- WHAT IS NEEDED: Nothing but the lines from the one containing "the bootstrapped pigweed" through the one containing "I was under", both included, should be given again, each exactly as written below.

- STUDY MATERIAL:
PR #35755, opened 2024-09-24
Update gn_silabs_example to use PW_ENVIRONMENT_ROOT's gn install if…

jmartinez-silabs:
declared else default to the expected matter bootstrapped environment location

- No change to default script usage.
- CI validates USE_SLC use case
- locally tested with PW_ENVIRONMENT_ROOT to a different pw environment

### DIFF
--- a/scripts/examples/gn_silabs_example.sh
+++ b/scripts/examples/gn_silabs_example.sh
@@ -28,14 +28,23 @@ else
     CHIP_ROOT="$MATTER_ROOT"
 fi
 
+ACTIVATE_MATTER_ENV=true
+if [[ -z "${PW_ENVIRONMENT_ROOT}" ]]; then
+    echo "Using the bootstrapped pigweed ENV in Matter root"
+    PW_PATH="$CHIP_ROOT/.environment/cipd/packages/pigweed"
+else
+    echo "Using provided $PW_ENVIRONMENT_ROOT as Pigweed ENV root"
+    PW_PATH="$PW_ENVIRONMENT_ROOT"
+    ACTIVATE_MATTER_ENV=false
+fi
+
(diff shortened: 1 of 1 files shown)


scripts/examples/gn_silabs_example.sh
```diff
@@ -28,14 +28,23 @@ else
...
+
 set -x
 env
 USE_WIFI=false
 USE_DOCKER=false
 USE_GIT_SHA_FOR_VERSION=true
 USE_SLC=false
-GN_PATH=gn
-GN_PATH_PROVIDED=false
+GN_PATH="$PW_PATH/gn"
```
andy31415, line 47: should we check if this exists?

in a vscode instance for example, PW_ENVIRONMENT_ROOT will be set however without bootstrap nothing will be populated there. So it seems here we want bootstrap to be run somewhere, but this script to not be run under a bootstrapped environment after that. Is this true?

jmartinez-silabs: In this case, there might be something else missing. I couldn't bootstrap a provided `PW_ENVIRONMENT_ROOT` from the matter root where this script is run. This PW_ENVIRONMENT_ROOT had to be pre-bootstrap.

I was under the impression the passed PW_ENVIRONMENT_ROOT was ready to use.

andy31415: PW_ENVIRONMENT_ROOT is the environment that pigweed should use at the time of running `bootstrap`. It is not guaranteed to be populated and it always starts as empty (probably not even an existing directory).

andy31415 (approved):

mkardous-silabs (approved):

PR #35756, opened 2024-09-24
MTRDevice should remember new DataVersion values even if the attribute value did not change.

bzbarsky-apple:
We used to ignore "same value but new DataVersion" because some devices would spam reports that looked like that and we were constantly hitting storage for the DataVersion updates.  But now that we have backoffs on the storage of our cluster data, we can go ahead and just note the new DataVersion and rely on that backoff to prevent hitting storage too much.

The test update verifies that:

1) Reports with same value but new DataVersion do get persisted but are subject
   to the persistence backoff settings.
2) Reports with the same value and same DataVersion do not lead to any storage
   traffic.

Review note: The test changes are best reviewed in a whitespace-insensitive diff.


woody-apple (approved):

bzbarsky-apple:

PR #35757, opened 2024-09-24
tagging rootNode as a mandatory device type in zcl.json for ZAP 

paulr34:
Adding Root Node Device Type's DeviceId to zcl.json indicating it is a "mandatoryDeviceType". 

The XML does not indicate root node being a requirement for any Matter application. That information needs to be recorded somewhere for ZAP to enable it by default.


bzbarsky-apple (approved):
Approved for now, but we should think about getting this into the XML.

jmartinez-silabs (approved):

PR #35761, opened 2024-09-24
TC-OPSTATE-2.5,6: Fix messages, re-establish subscription after reset

cecille:
Changes the prompts on OPSTATE-2.5 and 2.6 so the operator can see what to do. 

Also adds a subscription re-establishment step after the dut is reset.

### DIFF
--- a/src/python_testing/TC_OpstateCommon.py
+++ b/src/python_testing/TC_OpstateCommon.py
@@ -1123,7 +1123,7 @@ class TC_OPSTATE_BASE():
                 # Expire the session and re-establish the subscription
                 self.default_controller.ExpireSessions(self.dut_node_id)
                 if self.check_pics(f"{self.test_info.pics_code}.S.E01"):
-                    # Subscribe to Events and when they are sent push them to a queue for checking later
+                    # Subscribe to Events and when they are received push them to a queue for checking later
                     events_callback = EventSpecificChangeCallback(events.OperationCompletion)
                     await events_callback.start(self.default_controller,
                                                 self.dut_node_id,
--- a/src/python_testing/TC_OpstateCommon.py
+++ b/src/python_testing/TC_OpstateCommon.py
@@ -111,14 +111,16 @@ class TC_OPSTATE_BASE():
                     asserts.fail("The --app-pid flag must be set when PICS_SDK_CI_ONLY is set")
             self.app_pipe = self.app_pipe + str(app_pid)
 
-    def send_raw_manual_or_pipe_command(self, command: dict):
+    def send_raw_manual_or_pipe_command(self, command: dict, msg: str):
         if self.is_ci:
             self.write_to_app_pipe(command)
             time.sleep(0.1)
         else:
-            self.wait_for_user_input(prompt_msg="Press Enter when ready.\n")
+            prompt = msg if msg is not None else "Press Enter when ready."
+            prompt += '\n'
+            self.wait_for_user_input(prompt_msg=prompt)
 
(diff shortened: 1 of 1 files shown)


tcarmelveilleux (approved):

saurabhst (approved):

src/python_testing/TC_OpstateCommon.py
```diff
@@ -1116,7 +1120,14 @@ async def TEST_TC_OPSTATE_BASE_2_5(self, endpoint=1):
             # reboot outside CI environment.
             if not self.is_ci:
                 self.wait_for_user_input(prompt_msg="Restart DUT. Press Enter when ready.\n")
+                # Expire the session and re-establish the subscription
                 self.default_controller.ExpireSessions(self.dut_node_id)
+                if self.check_pics(f"{self.test_info.pics_code}.S.E01"):
+                    # Subscribe to Events and when they are sent push them to a queue for checking later
```
plauric, line 1126:
```suggestion
                    # Subscribe to Events and when they are received sent push them to a queue for checking later
```

Is this what you meant to type?

plauric, line 1126:
```suggestion
                    # Subscribe to Events and when they are received push them to a queue for checking later
```

src/python_testing/TC_OpstateCommon.py
```diff
@@ -1259,11 +1270,12 @@ async def TEST_TC_OPSTATE_BASE_2_6(self, endpoint=1):
...
         await sub_handler.start(self.default_controller, self.dut_node_id, endpoint)
 
+        self.step(3)
         if self.pics_guard(self.check_pics(f"{self.test_info.pics_code}.S.M.ST_RUNNING")):
-            self.step(3)
             self.send_manual_or_pipe_command(name="OperationalStateChange",
                                              device=self.device,
-                                             operation="Start")
+                                             operation="Start",
+                                             msg="Put the DUT into the running state")
```
plauric, line 1278:
```suggestion
                                             msg="Put DUT in running state")
```

To be consistent with the similar messages below.

plauric, line 1278: Question about the statement that follows below (i.e. time.sleep(1)): should we add a PIXIT code to control these waits between issuing a command to the DUT and reading some attribute to check the effect? For this TC and for many others. The "real DUTs", that the vendors will attempt to certify, may have wild variations for the response times.

Not something to be fixed in this PR, obviously, but if you agree, or have other ideas, would you mind creating an issue for this?

plauric (approved):

jmeg-sfy (approved):

src/python_testing/TC_OpstateCommon.py
```diff
@@ -1311,11 +1321,12 @@ async def TEST_TC_OPSTATE_BASE_2_6(self, endpoint=1):
             self.skip_step(7)
 
         sub_handler.reset()
+        self.step(8)
```
rbultman, line 1324: The else portion of this if/else block should be removed since the step was moved here.

rbultman (changes requested):

src/python_testing/TC_OpstateCommon.py
cecille: I think it's fine - the test is just attempting to verify that the device isn't over reporting on the Q attribute - 10 s should be fine to assess that.

src/python_testing/TC_OpstateCommon.py
cecille: thanks - removed. PTAL.

rbultman (approved):

PR #35765, opened 2024-09-25
setup_payload: restructure python impl to generate wheel

shubhamdp:
- Path fixups in tests which runs against chip-tool and platform scripts
- Update readme and added doc strings
- Changes for building wheel through gn build
- Added python unit tests

Tested building and installing the package locally
```
gn gen out/host
ninja -C out/host python_wheels

python3 -m pip install out/host/python/obj/src/setup_payload/python/matter-setup-payload._build_wheel/matter_setup_payload-1.0.0-py3-none-any.whl
```


src/setup_payload/python/matter_setup_payload/setup_payload.py
```diff
@@ -1,6 +1,6 @@
 #!/usr/bin/env python3
 #
-# Copyright (c) 2024 Project CHIP Authors
+# Copyright (c) 2022-24 Project CHIP Authors
```
andy31415, line 3:
```suggestion
# Copyright (c) 2022-2024 Project CHIP Authors
```

andy31415 (approved):

scripts/tools/bouffalolab/factory_qrcode.py
```diff
@@ -20,13 +20,13 @@
 
 try:
     import qrcode
-    from SetupPayload import CommissioningFlow, SetupPayload
+    from matter_setup_payload import CommissioningFlow, SetupPayload
```
arkq, line 23: Would it be possible to install this package in the `chip.setup_payload` namespace? Currently we have a `setup_payload` module available here `src/controller/python/chip/setup_payload/__init__.py`. Anyway, I'm not sure what is the difference between this new package and current `from chip.setup_payload import ...`. The case is that it would be nice (IMHO) to have all Python packages created by matter SDK repo available under a common namespace, i.e.: `chip.` (since we have this namespace now).

shubhamdp: `src/controller/python/chip/setup_payload` is a wrapper on top of C++ code, and this is written in Python.

> from chip.setup_payload import .... The case is that it would be nice (IMHO)

Agreed, will restructure.

> If there is something common

Both functionally do the same thing, and yes, some utilities which only requires generating onboarding payload will not need the complete chip-core. So, this has to be split out.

- ANSWER AREA:
+    echo "Using the bootstrapped pigweed ENV in Matter root"
+    PW_PATH="$CHIP_ROOT/.environment/cipd/packages/pigweed"
+else
+    echo "Using provided $PW_ENVIRONMENT_ROOT as Pigweed ENV root"
+    PW_PATH="$PW_ENVIRONMENT_ROOT"
+    ACTIVATE_MATTER_ENV=false
+fi
+
(diff shortened: 1 of 1 files shown)


scripts/examples/gn_silabs_example.sh
```diff
@@ -28,14 +28,23 @@ else
...
+
 set -x
 env
 USE_WIFI=false
 USE_DOCKER=false
 USE_GIT_SHA_FOR_VERSION=true
 USE_SLC=false
-GN_PATH=gn
-GN_PATH_PROVIDED=false
+GN_PATH="$PW_PATH/gn"
```
andy31415, line 47: should we check if this exists?

in a vscode instance for example, PW_ENVIRONMENT_ROOT will be set however without bootstrap nothing will be populated there. So it seems here we want bootstrap to be run somewhere, but this script to not be run under a bootstrapped environment after that. Is this true?

jmartinez-silabs: In this case, there might be something else missing. I couldn't bootstrap a provided `PW_ENVIRONMENT_ROOT` from the matter root where this script is run. This PW_ENVIRONMENT_ROOT had to be pre-bootstrap.

I was under the impression the passed PW_ENVIRONMENT_ROOT was ready to use.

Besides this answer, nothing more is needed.